Gaussian prepivoting for finite population causal inference

• Published in: Journal of the Royal Statistical Society. Series B, Statistical methodology Vol. 84; no. 2; pp. 295 - 320
• Main Authors: Cohen, Peter L., Fogarty, Colin B.
• Format: Journal Article
• Language: English
• Published: Oxford Oxford University Press 01.04.2022
• Subjects: Averages; covariance; cumulative distribution; Distribution functions; Hypotheses; Inference; Null hypothesis; pivotal quantity; Randomization; randomization tests; Regression analysis; rerandomization; sampling; sharp null; Statistical analysis; Statistical methods; Statistical tests; Statistics; stochastic dominance; testing; weak null
• ISSN: 1369-7412; 1467-9868
• DOI: 10.1111/rssb.12439

In finite population causal inference exact randomization tests can be constructed for sharp null hypotheses, hypotheses which impute the missing potential outcomes. Oftentimes inference is instead desired for the weak null that the sample average of the treatment effects takes on a particular value while leaving the subject‐specific treatment effects unspecified. Tests valid for sharp null hypotheses can be anti‐conservative should only the weak null hold. We develop a general framework for unifying modes of inference for sharp and weak nulls, wherein a single procedure simultaneously delivers exact inference for sharp nulls and asymptotically valid inference for weak nulls. We employ randomization tests based upon prepivoted test statistics, wherein a test statistic is first transformed by a suitably constructed cumulative distribution function and its randomization distribution assuming the sharp null is then enumerated. For a large class of test statistics, we show that prepivoting may be accomplished by employing the push‐forward of a sample‐based Gaussian measure based upon a suitable covariance estimator.

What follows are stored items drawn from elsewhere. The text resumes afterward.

PR #1621, opened 2022-04-13
Run an initial updateTableStateWithLenses upon loading engagements page instead of waiting 5s

wimax-grapl:
None

I was tooling around the new UI and re-encountered a tihng that's bothered me for a while. I finally decided to dive into React and learn how to fix it.

This method can also be applied to src/js/engagement_view/src/components/engagementView/EngagementView.tsx
which currently has a `renderedOnce` check

...but that I'm saving for a different PR.

checked the timings for initial graphql call in F12 chrome tools, way better with this change.

### DIFF
--- a/src/js/engagement_view/src/components/engagementView/sidebar/tables/toggleLensTable.tsx
+++ b/src/js/engagement_view/src/components/engagementView/sidebar/tables/toggleLensTable.tsx
@@ -1,4 +1,5 @@
 import React, { useEffect, useState } from "react";
+import { useEffectUponMount } from "lib/custom_react_hooks";
 
 import Button from "@material-ui/core/Button";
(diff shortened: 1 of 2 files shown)


src/js/engagement_view/src/components/engagementView/sidebar/tables/toggleLensTable.tsx
```diff
@@ -48,29 +49,27 @@ export function ToggleLensTable({ setLens }: ToggleLensTableProps) {
         setPageState(0);
     };
 
+    async function updateTableStateWithLenses() {
```
wimax-grapl, line 52: This function is exactly the same as the anonymous setInterval function it replaces (but also ported to await())

colin-grapl (approved):

PR #1627, opened 2022-04-14
Refactor a rudimentary library for shell colors out of rust/run_in_container.sh into its own library + use it in devbox

wimax-grapl:
This is strictly a readability thing. 

image

### DIFF
--- a/src/sh/BUILD
+++ b/src/sh/BUILD
@@ -1,0 +1,1 @@
+shell_sources()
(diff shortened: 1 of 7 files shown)


colin-grapl (approved):

src/sh/BUILD
```diff
@@ -0,0 +1 @@
+shell_sources()
```
wimax-grapl, line 1: notable: I just added `src/sh` for the first time

the rust dockerfile context starts in `src/` so it seemed a reasonable place to put it

christophermaier (approved):
👍

PR #1628, opened 2022-04-14
Add @dataclass to our Query and View types in analyzerlib

wimax-grapl:
Gives it automatic __repr__ and __eq__, among other things

note, i haven't actually tested the results yet, so, waiting on https://grapl-internal.slack.com/archives/C0174A8QV2S/p1649967932058359?thread_ts=1649886853.645549&cid=C0174A8QV2S

### DIFF
--- a/src/rust/grapl-graphql-codegen/src/node_type.rs
+++ b/src/rust/grapl-graphql-codegen/src/node_type.rs
@@ -166,12 +166,12 @@ impl NodeType {
             view_name=?view_name,
         );
 
-        let supertype =
+        let superclasses =
             format!("grapl_analyzerlib.nodes.entity.EntityQuery['{view_name}', '{query_name}']");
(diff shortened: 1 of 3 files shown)


src/rust/grapl-graphql-codegen/src/node_type.rs
```diff
@@ -157,26 +157,21 @@ impl NodeType {
...
         tracing::trace!(
             message="Generating Python Queryable",
             node_type=?self.type_name,
-            query_name=?q,
-            view_name=?v,
+            query_name=?query_name,
+            view_name=?view_name,
         );
 
+        let supertype =
```
wimax-grapl, line 169: in retrospect i guess the right term is superclass

jgrillo-grapl (approved):
This seems sensible at face value

PR #1629, opened 2022-04-16
Add a step to `grapl-provision` that will nuke dgraph data

wimax-grapl:
https://github.com/grapl-security/issue-tracker/issues/904
Relates to https://github.com/grapl-security/grapl/pull/1615

Add a step to `grapl-provision` that will RPC to dgraph and tell it to drop all data.
With the addition of persistent volumes, we need to handle this case somehow.

Currently, it will -always- do that, but it's hooked up to an env{} flag for easy orchestration down the line.

I will try to play with these changes on top of the dgraph PR and see how it behaves.

### DIFF
--- a/src/python/Dockerfile
+++ b/src/python/Dockerfile
@@ -6,6 +6,7 @@ RUN apt-get update \
     && apt-get -y install --no-install-recommends \
         bash=5.1-2+b3 \
         libstdc++6=10.2.1-6 \
+        curl=7.74.0-1.3+deb11u1 \
     && rm -rf /var/lib/apt/lists/* \
     && adduser \
         --disabled-password \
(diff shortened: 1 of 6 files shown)


wimax-grapl:
Note that this would be awful to have in a real production setting, but I think that's something we should handle when do the migration to Scylla

src/python/Dockerfile
```diff
@@ -33,7 +34,7 @@ CMD ["./engagement-creator.pex"]
 ################################################################################
 FROM grapl-python-base AS provisioner-deploy
 COPY ./dist/provisioner.pex .
-CMD ["./provisioner.pex"]
+CMD [":"]
```
wimax-grapl, line 37: this is the bash noop command

jgrillo-grapl (approved):

PR #1631, opened 2022-04-17
Upgrade prettier + run the four incantations in parallel (13 seconds -> 7 seconds)

wimax-grapl:
1. Upgrade the version of Prettier and the Node docker image it runs on

2. Run the four `prettier` calls in parallel; join on them at the end.
The output _is_ uglier, for the record.

The 'good' successful case looks like
```
docker-compose --file=docker-compose.check.yml run --rm --user=1000:1000 prettier-lint
Creating grapl_prettier-lint_run ... done
Checking formatting...
Checking formatting...
Checking formatting...
All matched files use Prettier code style!
../../src/js/engagement_view/src/components/graphDisplay/graphLayout/vizGraphFromLensScope.tsx../../src/python/grapl-template-generator/grapl_template_generator/grapl-templates/rust-grpc-sAll matched files use Prettier code style!
../../src/rust/nomad-client-gen/docs/ScalingPolicyListStub.mdChecking formatting...
All matched files use Prettier code style!
All matched files use Prettier code style!
```

the error case looks like

image

where yes devbox/README.md is the one i screwed up


wimax-grapl:
i think i meant to say invocations but i've been playing too much elden ring

etc/formatter/format.sh
```diff
@@ -54,39 +54,48 @@ else
...
 # Slightly different config for yaml
-echo "--- Prettier YAML"
 prettier \
     --config prettierrc-yaml.toml \
     ${prettier_arg} \
     ${repo_root}/**/*.yml \
     ${repo_root}/**/*.yaml \
     ${repo_root}/.buildkite/**/*.yml \
-    ${repo_root}/.github/**/*.yml
+    ${repo_root}/.github/**/*.yml &
```
christophermaier, line 77: Does Prettier ignore dot files in its globs? I'm just wondering why the Buildkite and Github files have to be called out specifically here.

etc/formatter/format.sh
```diff
@@ -54,39 +54,48 @@ else
...
-echo "--- Prettier Markdown"
 prettier \
     ${prettier_arg} \
     --prose-wrap always \
     --print-width 80 \
-    ${repo_root}"/{,!(**/(target|*venv)/**)}**/*.md"
+    ${repo_root}"/{,!(**/(target|*venv)/**)}**/*.md" &
+PIDS+=("$!")
 
 # No config for markdown
```
christophermaier, line 88: Or TOML 😁

christophermaier (commented):
I'm not a huge fan of how the output of the different jobs is interleaved (as well as somewhat more opaque) 😦 

One thing I had been wanting to try was breaking up the invocation by file type, rather than having one call do 4 different things. If you want to format Markdown files, you don't want to have to wait for Javascript files to be formatted, for instance. I'm curious if something like that might help address the speed issue (which seems to be the main goal of this PR), while still preserving sane output?

etc/formatter/format.sh
wimax-grapl: I believe so, yes.

colin-grapl (approved):

PR #1636, opened 2022-04-19
remove superflous env var PIPELINE_INGRESS_BIND_ADDRESS

jgrillo-grapl:

NA

This PR removes a superfluous environment variable `PIPELINE_INGRESS_BIND_ADDRESS` which was obfuscating how the service actually works. In particular, it was not clear from looking at the service code that it was binding to a port supplied by nomad (see e.g. https://www.nomadproject.io/docs/integrations/consul-connect)

Similarly, it was unclear in the test code that the client _should not_ use the bind address to attempt to connect to the server. Removing this unnecessary environment variable makes the intentions clear.

Automated tests.

### DIFF
--- a/nomad/grapl-core.nomad
+++ b/nomad/grapl-core.nomad
@@ -1255,7 +1255,6 @@ job "grapl-core" {
       env {
         AWS_REGION                                       = var.aws_region
         NOMAD_SERVICE_ADDRESS                            = "${attr.unique.network.ip-address}:4646"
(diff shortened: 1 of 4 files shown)


twunderlich-grapl (approved):

colin-grapl:
>  it was not clear from looking at the service code that it was binding to a port supplied by nomad 

I'm not sure why it should be clear in service code where the port is coming from.

>  it was unclear in the test code that the client should not use the bind address

I think the name `BIND_ADDRESS` is pretty clear tbh.

PR #1643, opened 2022-04-21
e2e test for consul dns resolving

twunderlich-grapl:
https://github.com/grapl-security/issue-tracker/issues/887

This adds a test to confirm whether consul dns is working from inside containers and fixes the dns within containers so it can actually use consul dns.

make e2e-test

The approach enumerates the randomization distribution (assuming the sharp null) of a p‐value for a large‐sample test known to be valid under the weak null, and uses the resulting randomization distribution for inference. The versatility of the method is demonstrated through many examples, including rerandomized designs and regression‐adjusted estimators in completely randomized designs.